Someone who offers such harsh judgements and strong opinions yet there is absolutely no transparency (her blog is locked!) I would strongly question every statement she made about herself. Yes researchers have linked torturing animals to sociopaths.. However please understand that every statement Ellen mentioned are her own very biased opinions. People just amaze me. You and your family are a inspiration to so many. Keep up the good work being such a great Momma! And please let your boys continue to be boys.. I sure loving reading about them!

Charissa said...

I really, really appreciate those who came to my defense today. Ellen I want you to know that if you knew us even just a little bit you would know that we would never intentionally harm any animal or person. If you knew us at all you would know we strive to teach our children compassion towards the elderly and the disabled. And yes even animals. We just took in a new cat yesterday in fact because she had gotten into a bad habit of urinating on her owners' furniture, and we thought she might fit in here on the Urban farm rather than having to be put to sleep. I am a little surprised, considering your impressive qualifications as an author and sociologist (PhD...wow!), that you would say something as crass as telling me I am raising a sociopath. Your comment would have been more welcome had you nicely stated your concerns and asked if we had any concerns about any of our children having a propensity toward animal cruelty. Perhaps you could have offered some advice as to what signs we should watch for, or given us some resources to help our child who you assumed, based on his answer to a question, might possibly have sociopathic tendencies. The truth is we are open to constructive criticism in the way we parent. We have asked our parents and our grandparents whom we love and respect for advice as we feel they did a good job and we can learn from them. I admit I am not a sociologist and I certainly don't have a doctorate. But I do know my sons. And they are some of the most loving and caring children I have met. Training them to be compassionate is a priority to us, which is one of the reasons we chose to adopt special needs children. I do appreciate you taking your valuable time to educate us. And we will certainly be mindful of your insight in the future.
Charissa

Anonymous said...

Ponies are tough. They are used for nice families with special needs,and abuse is NOT writing on a piece of paper "target practice" to be funny!!!

Anonymous said...

I think Ellen might have a few marbles missing...if you know what I mean.

Deb D. said...

Ellen - I feel convicted to apologize to you for my comment about the correspondence-school degree in psychology. It has bothered me (before I even saw your longer email) simply because I know I wrote that in a mean-spirited way. That was un-Christlike of me, and I am sorry. Sincerely,

Kasey said...

Ellen,

With all your fancy schooling, you just don't get it! Before you judge, go walk a day in the Urban's shoes. Go spend some time with some of the most amazing, loving, and incredible followers of Christ you will ever meet. I can promise you, I've been around a lot of different people in life. and they just don't make a mold for people like the Urbans. You don't learn about people like them in your degee programs because there are few like them. They love their family, their friends, and those that really aren't that lovable. I can promise you, even though you make very uncalled for remarks about their kids, they would still welcome you into their home with kindness.

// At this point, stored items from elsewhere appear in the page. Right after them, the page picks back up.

PR #2109, opened 2021-11-29
Create v8::Number instead of v8::Integer when uint64_t is bigger than UINT32_MAX

murillo128:
Currently we are converting uint64_t values to v8:Integer, but the v8::Integer:New takes a uin32_t as input, soo if the value is bigger than UINT32_MAX the value is truncated.

With this PR if the value is bigger than UINT32_MAX it is casted to a double and converted into to a v8::Number instead.

### DIFF
--- a/Examples/test-suite/javascript/integers_runme.js
+++ b/Examples/test-suite/javascript/integers_runme.js
@@ -1,18 +1,24 @@
 var integers = require("integers");
 
-var val = 3902408827
-ret = integers.signed_long_identity(val)
-if (ret != val)
-  throw "Incorrect value: " + ret
+function checkOne(val, signed, typeName) {
+  typeName = (signed ? 'signed_' : 'unsigned_') + typeName
 
-ret = integers.unsigned_long_identity(val)
-if (ret != val)
-  throw "Incorrect value: " + ret
+  var size = integers[typeName + '_size']()
+  if ((!signed && val < 0) || (size < 8))
+    return // out of range, skip test
 
-ret = integers.signed_long_long_identity(val)
-if (ret != val)
-  throw "Incorrect value: " + ret
+  ret = integers[typeName + '_identity'](val)
+  if (ret !== val)
+    throw "Incorrect value: expected " + val + ", got " + ret
+}
 
-ret = integers.unsigned_long_long_identity(val)
-if (ret != val)
-  throw "Incorrect value: " + ret
+function checkAll(val) {
+  checkOne(val, true, 'long')
+  checkOne(val, false, 'long')
+  checkOne(val, true, 'long_long')
+  checkOne(val, false, 'long_long')
+}
+
+checkAll(3902408827)
+checkAll(Number.MAX_SAFE_INTEGER)
+checkAll(Number.MIN_SAFE_INTEGER)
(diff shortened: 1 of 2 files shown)


ojwb:
The change looks OK, but there really should also be a testcase added that fails before this change and passes after.

Also, is there an equivalent situation for the signed case when an `int64_t` is < `INT32_MIN` or > `INT32_MAX`?

ojwb:
I notice we used to have similar conditionals here, but 355ef40bc15f2e18372fa749622ee25e849f8d1d and bcc0b6b6164bc867d503a3609c6784ea13d94c42 removed them.  I think the key difference compared to what we had before those changes is that the change proposed here creates a `v8::Number` in the oversize case.

Unhelpfully neither of the previous changes gives justification or added test coverage.

@wsfulton bcc0b6b6164bc867d503a3609c6784ea13d94c42 was yours - any insights?

I think this is worth considering for 4.1.0.  I'd still be happier if it had test coverage, but then the previous changes in this area didn't.

murillo128:
Forgot about this PR.

Could you point us to an example of an already existing test we could use as base for adding the new tests?

cc/ @mildsunrise

ojwb:
> Could you point us to an example of an already existing test we could use as base for adding the new tests?

Probably expanding `Examples/test-suite/javascript/integers_runme.js` would do the job - check that passing suitable values to the wrappers for these functions returns the same value back to JS:

```
  signed long signed_long_identity(signed long x) { return x; }
  unsigned long unsigned_long_identity(unsigned long x) { return x; }
  signed long long signed_long_long_identity(signed long long x) { return x; }
  unsigned long long unsigned_long_long_identity(unsigned long long x) { return x; }
```

Currently only `3902408827` is tested, which will fit in an unsigned 32-bit integer so the case this patch addresses isn't currently tested.

It looks to me like the first case there is buggy for platforms with 32-bit long:

```
var val = 3902408827
ret = integers.signed_long_identity(val)
if (ret != val)
  throw "Incorrect value: " + ret
```

`3902408827` won't fit in a 32-bit signed integer, so it seems incorrect that it round-trips.  That shows a limitation in this testcase - it can detect truncation OK but doesn't check for the value in C/C++ actually being the same as in the target language, just that it maps back and forth - an evil implementation which negated the value in C/C++ would also pass these tests.  Perhaps a test function which returns the passed in integer as a string would be helpful.  For the purposes of test coverage of this patch I don't think you need to worry about that (but if you want to even better!)

ojwb:
> Forgot about this PR.

On that basis, removing from the 4.1 milestone.

ojwb:
Thanks, restoring the milestone.

I'll leave it to @wsfulton to decide whether to include it - I don't want to waste my efforts merging something only to have it reverted if he's unhappy about it.

wsfulton:
The patch will cast a very large 64-bit number into a double to create a `v8::Number`. However, the range of double (and `v8::Number`) does not cover the full range that 64-bit integer numbers do and hence precision will be lost. In fact the newly added test uses MAX_SAFE_INTEGER which is the end of the range that v8::Number can use and is less than UINT64_MAX. Seems that `v8::BigInt` would be a better choice as this does cover the full 64-bit range. Any reason you didn't use this?

murillo128:
BigInt is not the most dev friendly type in javascript:

> A BigInt value cannot be used with methods in the built-in [Math](https://developer.mozilla.org/en-US/docs/Web/JavaScript/Reference/Global_Objects/Math) object and cannot be mixed with a Number value in operations; they must be coerced to the same type

Also given BigInts have arbitrary precision, there is no way to convert from a BigInt to an `uint64_t` safely which would be weird. 

Regarding the loss of precision, that is exactly how Javascript works. You can assign an integer > MAX_SAFE_INTEGER, but it will lose precision.

wsfulton:
Yuck, not sure this is the best approach, but I suppose typemaps will allow users to tweak this to whatever they want.

PR #2111, opened 2021-12-02
Remove obsolete js support

ojwb:
As noted in https://github.com/swig/swig/pull/2011#issuecomment-983962590 this can all be cleaned up now.

### DIFF
--- a/.github/workflows/ci.yml
+++ b/.github/workflows/ci.yml
@@ -89,9 +89,6 @@ jobs:
           CPPSTD: c++14
         - SWIGLANG: javascript
           ENGINE: jsc
-        - SWIGLANG: javascript
-          ENGINE: v8
-          os: ubuntu-18.04 # libv8-dev only actually provides v8 in 18.04.
         - SWIGLANG: lua
         - SWIGLANG: lua
           VER: '5.3'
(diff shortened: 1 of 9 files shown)


ojwb:
"CI / ruby 2.6 gcc (pull_request)" failed, but is also failing on master.  "CI / ruby 2.6 gcc (push)" was OK.

No idea what's up but nothing Ruby-related is changed here and the failure isn't new, so I'm going to ignore this.

ojwb:
Oh, and appveyor doesn't test javascript, so no point waiting on that to run.

wsfulton:
Ruby 2.6 often fails unfortunately :(

vadz:
> Ruby 2.6 often fails unfortunately :(

FWIW I think there is a real bug in SWIG-generated code, but I just didn't have time to track it down. Using an ASAN-enabled build of Ruby (or maybe just Valgrind?) should help understanding where does it come from.

kkaempf:
> Ruby 2.6 often fails unfortunately :(

Fails in GH actions or during `make check` ?

kkaempf:
I can't reproduce this crash locally (with rvm + Ruby 2.6.9, gcc 11.2.1) 🤔

wsfulton:
I eventually replicated this problem and have raised it as an issue in #2115. @kkaempf if you got any ideas for a fix, can you please comment on this new issue.

PR #2112, opened 2021-12-02
[php7] Use destructor action if present

### LINKED ISSUE #2108: Regression: object destructors no longer called in -php7 mode
Given the following test.i
```
%module foo;
%inline%{
struct foo { int x; };
struct foo* fooNew(void);
void fooDestructor(struct foo*);
%}


%extend foo 
{
    ~foo() 
    {
        fooDestructor(self);
    }

    %newobject my_new;
    static foo* my_new() {
        return fooNew();
    }
}
```

``./swig -Wall -php7 test.i``, with SWIG master (at 0304bdb82baaf5da94b6273c93e2623f1522a2a0) generates a test_wrap.c file where ~foo() is not called, but instead the foo_free_storage() method calls SWIG_remove() which is just a regular free()
```
/* Garbage Collection Method for class foo */
void foo_free_storage(zend_object *object) {
  swig_object_wrapper *obj = 0;
  if (!object)
    return;
  obj = php_fetch_object(object);
  zend_object_std_dtor(&obj->std);
  if (obj->newobject)
    SWIG_remove((struct foo *)obj->ptr);
}
```

This is a simplified test case of a real world project (https://github.com/MapServer/MapServer/issues/6433). The regression dates back to https://github.com/swig/swig/pull/1982

ojwb:
If there's a destructor, use its action instead of free(ptr)
(for C)/delete ptr (for C++).

Fixes #2108

### DIFF
--- a/Examples/test-suite/php/newobject2_runme.php
+++ b/Examples/test-suite/php/newobject2_runme.php
@@ -1,0 +1,17 @@
+<?php
+
+require "tests.php";
+
+check::equal(fooCount(), 0, "no Foo objects expected");
+$foo = makeFoo();
+check::equal(get_class($foo), "Foo", "static failed");
+check::equal(fooCount(), 1, "1 Foo object expected");
+$bar = makeFoo();
+check::equal(get_class($bar), "Foo", "regular failed");
+check::equal(fooCount(), 2, "2 Foo objects expected");
+$foo = null;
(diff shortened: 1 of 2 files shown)


ojwb:
This only touches PHP-specific code and all the PHP CI checks have run and passed, so merging.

Get off of your highly educated soapbox and get into the real world. Meeting some people like the Urban will make you a better person, something a title cannot.

bonnie said...

Ellen, I've always heard there is a fine line between a genius and an idiot, I was wondering which side of this line do you stand on. If for one moment you think this God fearing, loving family has a sociopath in their family,then I know which side of the line you are standing on. You might write another book about love, caring, kindness, compassion for your fellow humans, and oh yea minding you own business, and not condeming a family you don't know, and might I recommend if this is offensive to you, stay out of their blog. May God bless you.